La Iglesia celebra el 1 de noviembre la “Festividad de todos los santos”, mientras que el 2 la fiesta litúrgica se titula: “Conmemoración de todos los fieles difuntos”.
La fiesta de Todos los Santos celebra a todos los modestos triunfadores, de los anónimos conquistadores del Reino, de los verdaderos campeones desconocidos para nosotros, pero que sin embargo han merecido la bendición de Dios y el que puedan vivir por toda una eternidad con plena felicidad en el Reino del Padre.
En la fiesta del 2 de noviembre, la liturgia católica distingue, entre los fallecidos, a los “fieles difuntos”. Y, con razón, ya que en realidad unos difuntos están por su cultura personal en el abismo de la condenación eterna, mientras los “fieles” se hallan en el Paraíso definitivo, o en el Purgatorio (pero con la seguridad de haber merecido ya el Cielo, tras su purificación en el Purgatorio).
La diferencia es enorme. Por el juicio particular que se verifica inmediatamente después de la muerte, toda persona adquiere su destino eterno, irreversible, que ni millones de siglos podrán cambiar. Luego, hay fallecidos que han sido “fieles” a los mandamientos de Dios, y los que han sido “infieles” a los mandamientos. Acá ya no se habla de ricos y pobres, de sabios y analfabetos, de dominadores y dominados. No hay más que una división: justos e injustos.
Jesús mismo indicó la diferencia: “Quien escuche mi palabra y la cumpla, será mi madre”; “¡quien la escuche y no la cumple, sería mejor que colgaran del cuello una gruesa piedra y lo arrojaran al mar!” Luego, lo que divide a las personas muertas es su cumplimiento (no sólo la lectura) de la Palabra Divina.
Una sola cosa puede poner en peligro la salvación del hombre y hacer fracasar el Plan de Dios. No es la pobreza ni la deshonra ni la enfermedad ni la muerte. Es el pecado.
“Creado por Dios en la justicia, el hombre sin embargo por instigación del demonio en el propio exordio de la historia abusó de su libertad levantándose contra Dios y pretendiendo alcanzar su propio fin al margen de Dios.
Conocieron a Dios pero no le glorificaron como a Dios. Oscurecieron su estúpido corazón y prefirieron servir a la creatura, no al Creador” (Rom 1, 21-25).
Personas enlutadas, con surcos abiertos por las lágrimas acuden a las Misas conmemorativas. Y uno se pregunta: “cuánto interés se toma por las almas de los fallecidos, pero ¿qué se hizo por ellos mientras vivían en este mundo?” Porque frecuentemente mueren sin sacramentos, sin purificación de los pecados, habiendo permanecido meses enteros enfermos de consideración, guardando cama permanentemente. Y no se les ha atendido, sea por el abandono de los familiares, sea porque no querían asustarles al presentarles en casa un sacerdote, sea porque se ha buscado atención sacerdotal sin éxito, “porque el párroco estaba ocupado”. Y murieron sin Dios, sin su ayuda, sin su perdón, sin su viático, quizás condenados por pura negligencia personal, familiar y eclesial.
Porque, una vez que han traspasado el puente de la muerte, para nada les sirven, ni a los justos ni a los injustos, las flores y las velas, ni las Misas, puesto que la sentencia ya está echada para la eternidad.

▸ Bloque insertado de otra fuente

PR #1946, opened 2020-05-21
Fix tracker check

### LINKED ISSUE #1597: Investigate why we see a "this torrent doesn't have any seeders" UI sometimes

spersico:
fixes #1597 
image

It is my current understanding, that the main issue was that **Heroku was dropping the webSocket connection between the seeder and the tracker.**

The tracker by default has an interval of 120s (even though the screenshot says 60s).
## So, the flow was essentially 

- The Seeder connects to tracker after seeding
- The Seeder loses connection to the tracker, the seeder immediately sets a timer of like... 40 to 50 seconds to reconnect to the tracker.
- The leecher scrapes the tracker to check for seeders, the tracker depending on the moment might work, or it might not (the code here is complex, it has like... waiting mechanisms and weird stuff).
- finally, the seeder reconnects to the tracker, and if the leecher scrapes again, finds the seeder.

## So, what did I do. 
Well, it took me a bunch of time to figure out, that's for sure:

- First, I updated the tracker dependencies (didn't work)
- Then, I fixed some env vars, (didn't change a thing)
- I fixed the tracker logs, just for fun, I want to be able to see what is the staging tracker doing, now I can. You can see them [**here**](https://dashboard.heroku.com/apps/web3torrent-tracker-staging/logs)
- I looked into the client tracker (the one in the function that does the torrent check), I tried a BUNCH of things. Never got to anything (though I'll make a PR tomorrow with a refactor that I thought about).
- I didn't understand what changed between my local tracker and the deployed one. On the local one, the tracker worked just fine, on the deployed one, the tracker gave me trouble sporadically.
- I reduced the probable cause being: using SSL, being Heroku, or being something weird about networks (that's always an option, for me). [Heroku's article about websockets](https://devcenter.heroku.com/articles/websockets#timeouts)
- When I figured out how to change the interval, that was it, once I deployed it, it seemed to work just fine.
- The hardest thing, above all, was figuring out stuff by reading the code and a metric ton of logs because the tracker docs.... yeah...

**I've already deployed the tracker to test this (the code in the screenshot is hitting the web3torrent-tracker.statechannels.org tracker!).**

Drawbacks of my solution and this code:
- The tracker now actually makes logs. It makes a log about each event, showing the infohash of the torrent, and the peerId (the 2 things it knows about each peer). So I expect more RAM use from the tracker. Maybe we should redirect the logs just the same than for the persistent seeder?.
- The interval for each update (the _"I'm still alive"_ message sent by the seeder) is now 30 seconds. I assume that fact will also impact the tracker. In the client side (meaning, in web3torrent) I don't think this will change too much. Before it made an update every 2 minutes, now it's 30 seconds. It's still a lot of time, and we only have one tracker.


packages/web3torrent/tracker/index.js
```diff
@@ -11,6 +11,7 @@ const server = new Server({
   http: true,
   ws: true,
   stats: true,
+  interval: 150000,
```
spersico, line 14: this does all the magic. 
Ignore the actual number. that 150000 is actually 30 seconds.
I don't understand the logic about how is the actual interval calculated.

PR #1950, opened 2020-05-22
[ nitro protocol ] Remove all GAS_LIMIT instances

geoknee:
Making this change didn't break anything. And it seems to allow ethers to automatically provide an accurate estimate for the gas limit. 

Screenshot 2020-05-22 at 11 45 26


geoknee:
I think this change should increase the probability of our `deploy` branch test (which runs puppeteer against the deployed app) passing. Accurate gas limits should get txs mined more quickly.

PR #1952, opened 2020-05-22
Set default value for onNext and onComplete for simple-hub

snario:
Fixes harmless (I think?) error on console:

```
20-05-22 12:56:36.665 +0000] INFO  (simple-hub/86966 on mhz.local): makeDeposit: attempting to make 0 deposits
[2020-05-22 12:56:36.665 +0000] INFO  (simple-hub/86966 on mhz.local): makeDepost: making 0 deposits
[2020-05-22 12:56:36.665 +0000] ERROR (simple-hub/86966 on mhz.local): onNext is not a function
    TypeError: onNext is not a function
        at SafeSubscriber.observable.pipe.subscribe [as _next] (/Users/liam/Documents/Projects/statechannels/monorepo/packages/simple-hub/src/message/on-message.ts:38:11)
        at process._tickCallback (internal/process/next_tick.js:68:7)
```

### DIFF
--- a/packages/simple-hub/src/message/on-message.ts
+++ b/packages/simple-hub/src/message/on-message.ts
@@ -16,7 +16,7 @@ export function onIncomingMessage(
     message: Either<Error, Message>;
   }>,
   onNext: () => void = noop,
-  onComplete: () => void = noop
+  onComplete?: () => void
 ) {
   return observable
     .pipe(
--- a/packages/simple-hub/src/message/on-message.ts
+++ b/packages/simple-hub/src/message/on-message.ts
@@ -14,8 +14,8 @@ export function onIncomingMessage(
     snapshotKey: string;
     message: Either<Error, Message>;
   }>,
-  onNext?: () => void,
-  onComplete?: () => void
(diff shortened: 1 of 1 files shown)


packages/simple-hub/src/message/on-message.ts
```diff
@@ -14,8 +15,8 @@ export function onIncomingMessage(
     snapshotKey: string;
     message: Either<Error, Message>;
   }>,
-  onNext?: () => void,
-  onComplete?: () => void
+  onNext: () => void = noop,
```
kerzhner, line 18: Good catch!

packages/simple-hub/src/message/on-message.ts
```diff
@@ -14,8 +15,8 @@ export function onIncomingMessage(
...
+  onComplete: () => void = noop
```
kerzhner, line 19: Outside of unit testing, the subscriber should never see completion of the observable. If the subscriber does see a completion of the stream, something has gone wrong.
```suggestion
  onComplete?: () => void
```

PR #1963, opened 2020-05-25
Bizarre experimental changes to cancel test to get it to pass

snario:
Got 10 tests in a row passing locally... trying on CI

### DIFF
--- a/packages/e2e-tests/puppeteer/__tests__/optional/seed-download-cancel.test.ts
+++ b/packages/e2e-tests/puppeteer/__tests__/optional/seed-download-cancel.test.ts
@@ -101,8 +101,18 @@ describe('Optional Integration Tests', () => {
 
     await web3tTabB.waitForSelector('.positive.downloading');
 
-    console.log('B cancels download');
-    await cancelDownload(web3tTabB);
+    // NOTE: For some reason wrapping this in a try{}catch{} makes it work.
+    try {
+      // NOTE: Added some delay here because, for some reason that I cannot figure out,
+      // the entire Puppeteer connection between this test and the Chromium window
+      // gets destroyed with an error message "Object" without the delays.
+      console.log('B cancels download');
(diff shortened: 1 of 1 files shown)


snario:
Noticed this:
https://30220-209829093-gh.circle-artifacts.com/0/tmp/seed-download-cancel.pino.log
```
{"time":1590417603679,"level":30,"jsonRpcResponse":{"id":38,"jsonrpc":"2.0","error":{"code":300,"message":"Not your turn"}},"msg":"OUTGOING JSONRPC REQUEST:","name":"xstate-wallet","browserId":1}
```

snario:
@spersico is it possible there is a race condition between when `getLatestPaymentReceipt` resolves and `closeChannel` is called? For example, `getLatestPaymentReceipt` returns and then the channel is updated by a regular `makePayment` and then `closeChannel` is called despite it not being that user's turn yet?

andrewgordstewart:
> Noticed this:
> https://30220-209829093-gh.circle-artifacts.com/0/tmp/seed-download-cancel.pino.log
> 
> ```json
> {
>    "time":1590417603679,
>    "level":30,
>    "jsonRpcResponse":{
>       "id":38,
>       "jsonrpc":"2.0",
>       "error":{
>          "code":300,
>          "message":"Not your turn"
>       }
>    },
>    "msg":"OUTGOING JSONRPC REQUEST:",
>    "name":"xstate-wallet",
>    "browserId":1
> }
> ```

Should the `ChannelClient` reject when it gets this error response?

snario:
I think it should

snario:
> could it be that tests started passing with this change because the catch statement swallows the error instead of bubbling it up?

I don't think so, because the test failed again.

snario:
It seems like this surface [some kind of error](https://github.com/statechannels/monorepo/pull/1963#issuecomment-633620371) so I'm going to close this PR in favour of us fixing that error.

Los pueblos latinoamericanos hasta llegan a venerar a sus difuntos. En la zona occidental de Bolivia, el día a ellos consagrado es más importante que cualquiera gran festividad litúrgica; esa jornada no se trabaja, se acude al lejano cementerio, se gasta en flores y velas, y se celebra un almuerzo medio sagrado. Hasta se coloca sobre la tumba cestillos y tutumas con alimentos y bebidas para los fallecidos familiares. Varía un poco la costumbre en la zona del Oriente donde no sólo se acude a los cementerios, sino que la gente se queda gran parte del día cerca de las tumbas “para acompañar a sus difuntos”.
Está muy bien que se den muestras de aprecio por los difuntos. Pero estaría mucho mejor que se preocuparan de los que van a morir, a tiempo, a fin de que no les faltasen los auxilios espirituales que pueden apartarlos de la condenación eterna y conducirlos al feliz Reino del Padre.
La jornada de los Fieles Difuntos ha de ser, sobre todo, de plegaria. Si dichas almas se hallan en el Purgatorio, pueden servirles solamente las oraciones (sea el Santo Sacrificio de la Misa, que Rosario, que plegarias propias), y las obras de caridad que practiquemos nosotros en su nombre. Todo lo demás no sirve para nada.